PR #1425, opened 2023-10-27
Migrate all Deployment Commands to Core

sunkickr:
## Description

migrate the following commands to Astro CORE API:
- astro deploy(just deployment selection)
- astro deployment list
- astro deployment create
- astro deployment create --deployment-file
- astro deployment update
- astro deployment update --deployment-file
- astro deployment logs
- astro deployment variable create
- astro deployment variable update
- astro deployment variable list
- astro deployment worker-queue create
- astro deployment worker-queue update
- astro deployment worker-queue delete
- astro dev upgrade-test(pull deployment image from astro)

## 🎟 Issue(s)

Related #XXX

## 🧪 Functional Testing

manually tested all commands with hybrid/hosted/kubernetes/celery Deployments

## 📸 Screenshots

> Add screenshots to illustrate the validity of these changes.

## 📋 Checklist

- [ ] Rebased from the main (or release if patching) branch (before testing)
- [ ] Ran `make test` before taking out of draft
- [ ] Ran `make lint` before taking out of draft
- [ ] Added/updated applicable tests
- [ ] Tested against [Astro-API](https://github.com/astronomer/astro/) (if necessary).
- [ ] Tested against [Houston-API](https://github.com/astronomer/houston-api/) and [Astronomer](https://github.com/astronomer/astronomer/) (if necessary).
- [ ] Communicated to/tagged owners of respective clients potentially impacted by these changes.
- [ ] Updated any related [documentation](https://github.com/astronomer/docs/)

PR #1558, opened 2024-02-20
Fix `deployment variable list --save` with secrets

ashb:
## Description

After the migration to the REST API in #1425 it wasn't dealing with secret variables (which don't have a value anymore).

And while I'm there do a bit of tidying up:
- `_, x := range` instead of slice index access
- Remove the use of `environmentVariablesObjects` global variable!
- Refactoring of selecting the variable key to one place only (rather
  than in multiple)

## 🎟 Issue(s)

Related #XXX

## 🧪 Functional Testing

I ran the command in question on a deployment with secret variables

## 📋 Checklist

### DIFF
--- a/cloud/deployment/deployment_variable.go
+++ b/cloud/deployment/deployment_variable.go
@@ -5,6 +5,7 @@ import (
 	"fmt"
 	"io"
 	"os"
+	"slices"
 	"strconv"
 	"strings"
 
@@ -15,18 +16,16 @@ import (
 )
 
 var (
-	errVarBool                  = false
-	errVarCreateUpdate          = errors.New("there was an error while creating or updating one or more of the environment variables. Check the command output above for more information")
-	environmentVariablesObjects = []astroplatformcore.DeploymentEnvironmentVariable{}
-	printValue                  = "****"
+	errVarBool         = false
+	errVarCreateUpdate = errors.New(
+		"there was an error while creating or updating one or more of the environment variables. Check the command output above for more information",
+	)
 )
 
+const maskedSecret = "****"
+
 func VariableList(deploymentID, variableKey, ws, envFile, deploymentName string, useEnvFile bool, platformCoreClient astroplatformcore.CoreClient, out io.Writer) error {
-	varTab := printutil.Table{
-		Padding:        []int{5, 30, 30, 50},
-		DynamicPadding: true,
-		Header:         []string{"#", "KEY", "VALUE", "SECRET"},
-	}
+	environmentVariablesObjects := []astroplatformcore.DeploymentEnvironmentVariable{}
 
 	// get deployment
 	currentDeployment, err := GetDeployment(ws, deploymentID, deploymentName, false, platformCoreClient, nil)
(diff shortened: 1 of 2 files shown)


ashb:
This will need backporting to 1.23 too (it applies cleanly)

cloud/deployment/deployment_variable.go
```diff
@@ -37,42 +41,47 @@ func VariableList(deploymentID, variableKey, ws, envFile, deploymentName string,
...
-		if environmentVariablesObjects[i].Key == variableKey {
-			nbEnvVarFound++
-			varTab.AddRow([]string{strconv.Itoa(nbEnvVarFound), environmentVariablesObjects[i].Key, printValue, strconv.FormatBool(environmentVariablesObjects[i].IsSecret)}, false)
-			break
-		} else if variableKey == "" {
-			nbEnvVarFound++
-			varTab.AddRow([]string{strconv.Itoa(nbEnvVarFound), environmentVariablesObjects[i].Key, printValue, strconv.FormatBool(environmentVariablesObjects[i].IsSecret)}, false)
+	for i, variable := range environmentVariablesObjects {
+		if variable.Value != nil && !variable.IsSecret {
+			printValue = *variable.Value
```
vandyliu, line 64: do we not have to reset this to `****`
eg. the first variable is not secret then the next one is, won't do the next `printValue` be the same as the first one?

vandyliu: if that is indeed the case, we should add a test case to cover that
if it's not, maybe you can help me fill in the missing gaps im missing

cloud/deployment/deployment_variable.go
```diff
@@ -188,30 +197,27 @@ func readLines(path string) ([]string, error) {
...
-			_, err := f.WriteString("\n" + environmentVariablesObjects[i].Key + "=" + *environmentVariablesObjects[i].Value)
-			if err != nil {
-				fmt.Println("unable to write variable " + environmentVariablesObjects[i].Key + " to file:")
-				fmt.Println(err)
-			}
+	for _, variable := range environmentVariablesObjects {
+		var value string
+		if variable.IsSecret {
+			value = " # secret"
+		} else {
```
vandyliu, line 212:
```suggestion
		} else if variables.Value != nil {
```

cloud/deployment/deployment_variable.go
sunkickr: Screenshot 2024-02-20 at 6 36 17 PM
 seems to be working as intended

vandyliu: what if theres another secret var after the third one

kushalmalani: Agree with Vandy's comment here, can we just declare a temporary variable inside the loop? A unit test case is required here.

ashb: I didn't actually change this behaviour -- before it was

```go

printValue = *environmentVariablesObjects[i].Value
```

I agree though, while we're here lets fix it

ashb: Global variables bad!

kushalmalani (approved):

vandyliu (approved):
thanks for the fix and additionally the improvements!

PR #1564, opened 2024-02-22
Add dep api token crud

aliotta:
## Description

Adds the ability to manage deployment api tokens including Creation, Removal, Updating the apiToken role, and Listing.

## 🎟 Issue(s)

Related #18928

## 🧪 Functional Testing

Use the cli to create, update, remove and delete deployment api tokens passing in the flags that are required and testing both passing in and not passing in the optional flags

## 📸 Screenshots

Screenshot 2024-02-26 at 3 57 02 PM

## 📋 Checklist


cloud/apitoken/apitoken.go
```diff
@@ -0,0 +1,260 @@
...
+	}
+	fmt.Println("deployment: " + deployment)
+	resp, err := client.UpdateDeploymentApiTokenWithResponse(httpContext.Background(), ctx.Organization, deployment, apiToken.Id, mutateAPITokenInput)
+	if err != nil {
+		fmt.Println("error in MutateDeploymentApiTokenRoleWithResponse")
+		return err
+	}
+	err = astrocore.NormalizeAPIError(resp.HTTPResponse, resp.Body)
+	if err != nil {
+		fmt.Println("error in NormalizeAPIError")
```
++++
### [TASK STATEMENT]
Send back exactly, with nothing added, the lines from the first line of the material above through the line holding "- [ ] Communicated"; both ends are included.

### [RESULT FOR THIS EXERCISE]
PR #1425, opened 2023-10-27
Migrate all Deployment Commands to Core

sunkickr:
## Description

migrate the following commands to Astro CORE API:
- astro deploy(just deployment selection)
- astro deployment list
- astro deployment create
- astro deployment create --deployment-file
- astro deployment update
- astro deployment update --deployment-file
- astro deployment logs
- astro deployment variable create
- astro deployment variable update
- astro deployment variable list
- astro deployment worker-queue create
- astro deployment worker-queue update
- astro deployment worker-queue delete
- astro dev upgrade-test(pull deployment image from astro)

## 🎟 Issue(s)

Related #XXX

## 🧪 Functional Testing

manually tested all commands with hybrid/hosted/kubernetes/celery Deployments

## 📸 Screenshots

> Add screenshots to illustrate the validity of these changes.

## 📋 Checklist

- [ ] Rebased from the main (or release if patching) branch (before testing)
- [ ] Ran `make test` before taking out of draft
- [ ] Ran `make lint` before taking out of draft
- [ ] Added/updated applicable tests
- [ ] Tested against [Astro-API](https://github.com/astronomer/astro/) (if necessary).
- [ ] Tested against [Houston-API](https://github.com/astronomer/houston-api/) and [Astronomer](https://github.com/astronomer/astronomer/) (if necessary).
- [ ] Communicated to/tagged owners of respective clients potentially impacted by these changes.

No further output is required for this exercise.